И я стал задавать штурмовику вопросы. Мои вопросы были важнее, чем ответы на них.
- Тебя как звать?
- Агеев.
- А звать как?
- Василь.
- Уверен?
- Так точно.
Военные ответы были важней, чем гражданские.
- Ты хочешь выйти на свежий воздух, Василь?
- Это куда?
Ответы и вопросы утратили смысл. Но, зато, приобрели направление.
- В сортир. Гусиным шагом.
- Гусиным отказываюсь. Братишки засмеют.
- Правильно. Иди обычным, Василь. Чтобы не засмеяли.

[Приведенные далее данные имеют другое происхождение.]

PR #60, opened 2020-10-20
Configuration for a windows build

GMNGeoffrey:
This now builds with warnings-as-errors (which requires disabling quite
a few warnings).

I am by no means a Windows expert. I just got my hands on a Windows VM
and fixed things until everything built. Requires
https://github.com/google/llvm-bazel/pull/59,
https://reviews.llvm.org/D89760, and https://reviews.llvm.org/D89758
to build cleanly.

There are a lot of places where we set linkopts iff not windows. Might
want to factor that into a macro, but I decided to wait till we had more
configurations to see if that would remain the differentiator.

### DIFF
--- a/llvm-bazel/.bazelrc
+++ b/llvm-bazel/.bazelrc
@@ -63,6 +63,48 @@ build:generic_gcc --copt=-Wno-misleading-indentation --host_copt=-Wno-misleading
 build:generic_gcc --copt=-Werror --host_copt=-Werror
 
 ###############################################################################
+# Windows specific flags for building with VC.
+###############################################################################
+
+build:msvc --copt=/WX     # Treat warnings as errors...
+
+# ...but disable the ones that are violated
+build:msvc --copt=/wd4624 # destructor was implicitly defined as deleted
+build:msvc --copt=/wd4244 # possible loss of data
+build:msvc --copt=/wd4005 # macro redefinition
+build:msvc --copt=/wd4141 # inline used more than once
+build:msvc --copt=/wd4267 # initializing: possible loss of data
+build:msvc --copt=/wd4273 # multiple definitions with different dllimport
+build:msvc --copt=/wd4319 # zero-extending after complement
+build:msvc --copt=/wd4804 # comparisons between bool and int
+build:msvc --copt=/wd4805 # comparisons between bool and int
+
+build:msvc --linkopt=/WX # Treat warnings as errors...
+
+# ...but disable the ones that are violated.
+build:msvc --linkopt=/IGNORE:4001 # no object files
+build:msvc --linkopt=/IGNORE:4217 # mismatch import/export declspec
+
+# Enables unix-style runfiles link trees (requires symlink permission).
+# See: https://blogs.msvc.com/msvcdeveloper/2016/12/02/symlinks-msvc-10/
+# Generally: Enable Developer Mode in the Developer Settings page of the
+# system settings.
+build:msvc --experimental_enable_runfiles
+build:msvc --copt=/arch:AVX
+# Host and target are the same in msvc so don't waste time building both.
+build:msvc --distinct_host_configuration=false
+# Avoids incompatible versions of winsock and other badness.
+build:msvc --copt=/DWIN32_LEAN_AND_MEAN --host_copt=/DWIN32_LEAN_AND_MEAN
+# Why are min/max macros? No one knows.
+build:msvc --copt=/DNOMINMAX --host_copt=/DNOMINMAX
+# Yay for security warnings. Boo for non-standard.
+build:msvc --copt=/D_CRT_SECURE_NO_WARNINGS --host_copt=/D_CRT_SECURE_NO_WARNINGS
+# Necessary for M_* math constants.
+build:msvc --copt=/D_USE_MATH_DEFINES --host_copt=/D_USE_MATH_DEFINES
+
+###############################################################################
+
+###############################################################################
 # Configuration for building remotely using Remote Build Execution (RBE)
 # https://cloud.google.com/remote-build-execution/
 # Based on https://github.com/bazelbuild/bazel-toolchains/blob/master/bazelrc/bazel-1.0.0.bazelrc
--- a/llvm-bazel/.bazelrc
+++ b/llvm-bazel/.bazelrc
@@ -66,30 +66,20 @@ build:generic_gcc --copt=-Werror --host_copt=-Werror
 # Windows specific flags for building with VC.
 ###############################################################################
 
-build:msvc --copt=/WX     # Treat warnings as errors...
+build:msvc --copt=/WX --host_copt=/WX    # Treat warnings as errors...
 # ...but disable the ones that are violated
-build:msvc --copt=/wd4141 # inline used more than once
-build:msvc --copt=/wd4244 # conversion type -> type
-build:msvc --copt=/wd4267 # conversion size_t -> type
-build:msvc --copt=/wd4273 # multiple definitions with different dllimport
-build:msvc --copt=/wd4319 # zero-extending after complement
-build:msvc --copt=/wd4624 # destructor was implicitly defined as deleted
-build:msvc --copt=/wd4804 # comparisons between bool and int
-build:msvc --copt=/wd4805 # comparisons between bool and int
+build:msvc --copt=/wd4141 --host_copt=/wd4141 # inline used more than once
+build:msvc --copt=/wd4244 --host_copt=/wd4244 # conversion type -> type
+build:msvc --copt=/wd4267 --host_copt=/wd4267 # conversion size_t -> type
+build:msvc --copt=/wd4273 --host_copt=/wd4273 # multiple definitions with different dllimport
+build:msvc --copt=/wd4319 --host_copt=/wd4319 # zero-extending after complement
+build:msvc --copt=/wd4624 --host_copt=/wd4624 # destructor was implicitly defined as deleted
+build:msvc --copt=/wd4804 --host_copt=/wd4804 # comparisons between bool and int
+build:msvc --copt=/wd4805 --host_copt=/wd4805 # comparisons between bool and int
 
-build:msvc --linkopt=/WX # Treat warnings as errors...
+build:msvc --linkopt=/WX --host_linkopt=/WX # Treat warnings as errors...
 # ...but disable the ones that are violated.
-build:msvc --linkopt=/IGNORE:4001 # no object files
-
-# Enables unix-style runfiles link trees (requires symlink permission).
-# See: https://blogs.msvc.com/msvcdeveloper/2016/12/02/symlinks-msvc-10/
-# Generally: Enable Developer Mode in the Developer Settings page of the
-# system settings.
-# https://docs.bazel.build/versions/master/windows.html#enable-symlink-support
-build:msvc --enable_runfiles
-
-# Host and target are the same in msvc so don't waste time building both.
-build:msvc --distinct_host_configuration=false
+build:msvc --linkopt=/IGNORE:4001 --host_linkopt=/IGNORE:4001 # no object files
 
 # Yay for security warnings. Boo for non-standard.
 build:msvc --copt=/D_CRT_SECURE_NO_WARNINGS --host_copt=/D_CRT_SECURE_NO_WARNINGS
--- a/llvm-bazel/.bazelrc
+++ b/llvm-bazel/.bazelrc
@@ -67,40 +67,32 @@ build:generic_gcc --copt=-Werror --host_copt=-Werror
 ###############################################################################
 
 build:msvc --copt=/WX     # Treat warnings as errors...
-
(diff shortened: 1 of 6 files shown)


llvm-bazel/.bazelrc
```diff
@@ -62,6 +62,48 @@ build:generic_gcc --copt=-Wno-misleading-indentation --host_copt=-Wno-misleading
...
+# Host and target are the same in msvc so don't waste time building both.
+build:msvc --distinct_host_configuration=false
+# Avoids incompatible versions of winsock and other badness.
+build:msvc --copt=/DWIN32_LEAN_AND_MEAN --host_copt=/DWIN32_LEAN_AND_MEAN
+# Why are min/max macros? No one knows.
+build:msvc --copt=/DNOMINMAX --host_copt=/DNOMINMAX
+# Yay for security warnings. Boo for non-standard.
+build:msvc --copt=/D_CRT_SECURE_NO_WARNINGS --host_copt=/D_CRT_SECURE_NO_WARNINGS
+# Necessary for M_* math constants.
+build:msvc --copt=/D_USE_MATH_DEFINES --host_copt=/D_USE_MATH_DEFINES
```
chandlerc: I'd love to get some of the Windows Clang folks to help vet this...

Maybe @zmodem and @rnk could take a look?

chandlerc (commented):
The BUILD stuff makes sense.

There are a bunch of other non-Windows defines in the `config.h`, but they're only reached from code that is only compiled on non-Windows platforms, so no need to move them to Bazel really.

For the warnings and flags, I'd like to get more MSVC-aware folks to help comment.

Also might make sense to have a clang-cl config here as that is at least a thing on Windows.

llvm-bazel/.bazelrc
```diff
@@ -62,6 +62,48 @@ build:generic_gcc --copt=-Wno-misleading-indentation --host_copt=-Wno-misleading
...
+###############################################################################
+# Windows specific flags for building with VC.
+###############################################################################
+
+build:msvc --copt=/WX     # Treat warnings as errors...
+
+# ...but disable the ones that are violated
+build:msvc --copt=/wd4624 # destructor was implicitly defined as deleted
+build:msvc --copt=/wd4244 # possible loss of data
+build:msvc --copt=/wd4005 # macro redefinition
```
zmodem: Disabling the macro redefinition warning seems a bit surprising. I don't think we do that in the cmake or gn builds.

llvm-bazel/.bazelrc
```diff
@@ -62,6 +62,48 @@ build:generic_gcc --copt=-Wno-misleading-indentation --host_copt=-Wno-misleading
...
+# ...but disable the ones that are violated.
+build:msvc --linkopt=/IGNORE:4001 # no object files
+build:msvc --linkopt=/IGNORE:4217 # mismatch import/export declspec
+
+# Enables unix-style runfiles link trees (requires symlink permission).
+# See: https://blogs.msvc.com/msvcdeveloper/2016/12/02/symlinks-msvc-10/
+# Generally: Enable Developer Mode in the Developer Settings page of the
+# system settings.
+build:msvc --experimental_enable_runfiles
+build:msvc --copt=/arch:AVX
```
zmodem: We don't pass /arch:avx upstream, and I guess this will narrow the targets your builds will run on. As long as that's intentional, I suppose it's okay.

llvm-bazel/.bazelrc
```diff
@@ -62,6 +62,48 @@ build:generic_gcc --copt=-Wno-misleading-indentation --host_copt=-Wno-misleading
...
+
+# ...but disable the ones that are violated.
+build:msvc --linkopt=/IGNORE:4001 # no object files
+build:msvc --linkopt=/IGNORE:4217 # mismatch import/export declspec
+
+# Enables unix-style runfiles link trees (requires symlink permission).
+# See: https://blogs.msvc.com/msvcdeveloper/2016/12/02/symlinks-msvc-10/
+# Generally: Enable Developer Mode in the Developer Settings page of the
+# system settings.
+build:msvc --experimental_enable_runfiles
```
zmodem: I guess this is something Bazel specific? Should there be a comment about what it is? If users need to jump through hoops for this, at least it's nice to know what it's for.

llvm-bazel/.bazelrc
```diff
@@ -62,6 +62,48 @@ build:generic_gcc --copt=-Wno-misleading-indentation --host_copt=-Wno-misleading
...
+build:msvc --copt=/wd4273 # multiple definitions with different dllimport
+build:msvc --copt=/wd4319 # zero-extending after complement
+build:msvc --copt=/wd4804 # comparisons between bool and int
+build:msvc --copt=/wd4805 # comparisons between bool and int
+
+build:msvc --linkopt=/WX # Treat warnings as errors...
+
+# ...but disable the ones that are violated.
+build:msvc --linkopt=/IGNORE:4001 # no object files
+build:msvc --linkopt=/IGNORE:4217 # mismatch import/export declspec
```
zmodem: I would be interested to know why these two need to be disabled, especially the last one seems surprising to me.

llvm-bazel/.bazelrc
```diff
@@ -62,6 +62,48 @@ build:generic_gcc --copt=-Wno-misleading-indentation --host_copt=-Wno-misleading
...
+# Enables unix-style runfiles link trees (requires symlink permission).
+# See: https://blogs.msvc.com/msvcdeveloper/2016/12/02/symlinks-msvc-10/
+# Generally: Enable Developer Mode in the Developer Settings page of the
+# system settings.
+build:msvc --experimental_enable_runfiles
+build:msvc --copt=/arch:AVX
+# Host and target are the same in msvc so don't waste time building both.
+build:msvc --distinct_host_configuration=false
+# Avoids incompatible versions of winsock and other badness.
+build:msvc --copt=/DWIN32_LEAN_AND_MEAN --host_copt=/DWIN32_LEAN_AND_MEAN
```
zmodem: This doesn't get set in the cmake build. Typically code that includes windows.h and needs this set the macro in the source code.

Also, why are both --copt and --host_copt set here, but only --copt for the warnings further above?

llvm-bazel/.bazelrc
```diff
@@ -62,6 +62,48 @@ build:generic_gcc --copt=-Wno-misleading-indentation --host_copt=-Wno-misleading
...
+# Why are min/max macros? No one knows.
+build:msvc --copt=/DNOMINMAX --host_copt=/DNOMINMAX
```
zmodem: Same as for lean_and_mean, there are already defines of this around includes of windows.h; the cmake build doesn't set this macro globally.

llvm-bazel/.bazelrc
zmodem: I'm not familiar with _USE_MATH_DEFINES, but I don't see it set in the cmake build.

zmodem (commented):
The list of warnings looks reasonable to me except the one I commented on.

For reference, the cmake build disables more warnings:
https://github.com/llvm/llvm-project/blob/llvmorg-11.0.0/llvm/cmake/modules/HandleLLVMOptions.cmake#L531

And the gn build disabled fewer:
https://github.com/llvm/llvm-project/blob/llvmorg-11.0.0/llvm/utils/gn/build/BUILD.gn#L113

(Apologies if some of the guestions are weird; I don't know anything about Bazel.)

llvm-bazel/.bazelrc
GMNGeoffrey: Yes this is the comment above is saying. It enables symlink runfiles trees. It actually looks like this now exists as a non-experimental flag. Let me try that.

llvm-bazel/.bazelrc
GMNGeoffrey: It was needed because of the redefinition of LEAN_AND_MEAN :grin: Removed.

llvm-bazel/.bazelrc
```diff
@@ -62,6 +62,48 @@ build:generic_gcc --copt=-Wno-misleading-indentation --host_copt=-Wno-misleading
...
+build:msvc --linkopt=/IGNORE:4217 # mismatch import/export declspec
+
+# Enables unix-style runfiles link trees (requires symlink permission).
+# See: https://blogs.msvc.com/msvcdeveloper/2016/12/02/symlinks-msvc-10/
+# Generally: Enable Developer Mode in the Developer Settings page of the
+# system settings.
+build:msvc --experimental_enable_runfiles
+build:msvc --copt=/arch:AVX
+# Host and target are the same in msvc so don't waste time building both.
+build:msvc --distinct_host_configuration=false
```
GMNGeoffrey: @stellaraccident I'm somewhat skeptical of this option. Doesn't this mean that `-c dbg` will cause host tools to be rebuilt? https://docs.bazel.build/versions/master/guide.html#--distinct_host_configurationfalse

llvm-bazel/.bazelrc
GMNGeoffrey: Thanks. Done. Regarding `copt` vs `host_copt`, the `distinct_host_configuration=false` makes these unnecessary, but if we didn't have it then the warnings above would probably need to be disabled with `host_copt` as well.

llvm-bazel/.bazelrc
GMNGeoffrey: Done.

llvm-bazel/.bazelrc
GMNGeoffrey: Fixed. I think we inherited this from TF.

llvm-bazel/.bazelrc
GMNGeoffrey: For the purpose of making sure these build files are usable by dependent projects, probably better to leave it off. @stellaraccident can you comment on why we have this in IREE?

llvm-bazel/.bazelrc
GMNGeoffrey: 4001 is from having `cc_binary` with only deps and no srcs, I think. We get errors like:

Штурмовик со шрамом скрылся в уборную. Я проследил за ним. Агеев уставился на труп капитана в луже крови. Я запер дверцу изнутри на ржавую задвижку.
- Ты хочешь занять его место, Василь?
Он промолчал. Его молчание я воспринял как знак отказа.
- Тогда снимай одежду, Василь.
- Совсем?
- Со всем, что у тебя там есть.
- Мы будем любить друг друга? - Агеев стал поспешно разоблачаться.
Я тоже не заставил себя упрашивать. Тогда я еще не знал, что в славянском ордене мужская любовь только приветствуется. В отличие от соития с женщинами. Соитие с женщинами есть акт содомии, свойственный только николаевским хлыстам, зеленым подпольщикам и обкуренным готам. Агеев, застенчиво прикрывая чресла свои ладонными черпачками, томился в ожидании любовных утех.
- Отвернись, Василь.
Агеев по-военному через левое плечо развернулся к раковине. Я быстро напялил его комбинезон, натянул высокие черные бутсы, повесил через плечо его сумку с консервами, нахлобучил суконный картуз и, таким образом, решил проблему конспирации. Агеев обернулся на скрип задвижки.
- Мы разве не будем любить друг друга?
- Возлюби врага твоего, штурмовик Агеев, ибо друзей любят и мытари, - наставив его на путь истинный, я покинул отхожее место. Агрессия и безумное коварство метались во мне как малярийные пациенты. А низкое и высокое уже мною не воспринимались как противоречия, когда я нащупал в кармане комбинезона заточенную отвертку. Холодное оружие штурмовиков. И я захотел им немедля воспользоваться. Промедление было смерти подобно. Быстрота подобна жизни. Я быстро достиг прилавка, за которым Филиппок подсчитывал дневную выручку.
- Сколько? – спросил я, налегая на прилавок.
- Уйди, святой отец, от греха.
Заточенной отверткой я забил тысячную банкноту в опасной близости от чистых ногтей продавца. Точнее, между его растопыренными пальцами, накрывшими казенные деньги.
- Теперь я привлек твое внимание?
Всегда хотел произнести эту реплику. Случай не подворачивался. Но Филиппок доказал мне, что мы с ним одни фильмы смотрели.
- Плохая мысль, - парировал он мою чужую реплику своей, и тоже не собственной.
С точки зрения критики грязного разума, он был прав. Но мысль ограбить этот сволочной магазин родилась у меня при полном отсутствии всяческого контроля со стороны рассудка. А значит, и я был прав согласно Бретону. И это отнюдь не воспринималось мной как противоречие.
- Сколько здесь?
- Сто двадцать тысяч. Меня славяне уволят.
- Я тебя раньше уволю. Я тебе отвертку в глаз воткну.
- Сто двадцать шесть.
- Уже лучше, Филиппов. Честность украшает мужчин. И две литровых бутылки «Rosstof».
Пока Филиппок за счет заведения выставлял мне бутылки, я смел в сумку с консервами сто двадцать пять тысяч. Испорченную отверткой купюру я оставил на прилавке. Я все равно не мог ей воспользоваться. По испорченной купюре меня легко могли вычислить анархисты или штурмовики. Этот факт лишний раз подтверждал мою расчетливость и хладнокровие, обостренное алкоголем.
- Могила тебя на ремни порежет, - пообещал Филиппов, провожая уложенные мною в сумке дополнительные литры.
- Аминь, - закрыл я тему, и отвернулся от прилавка.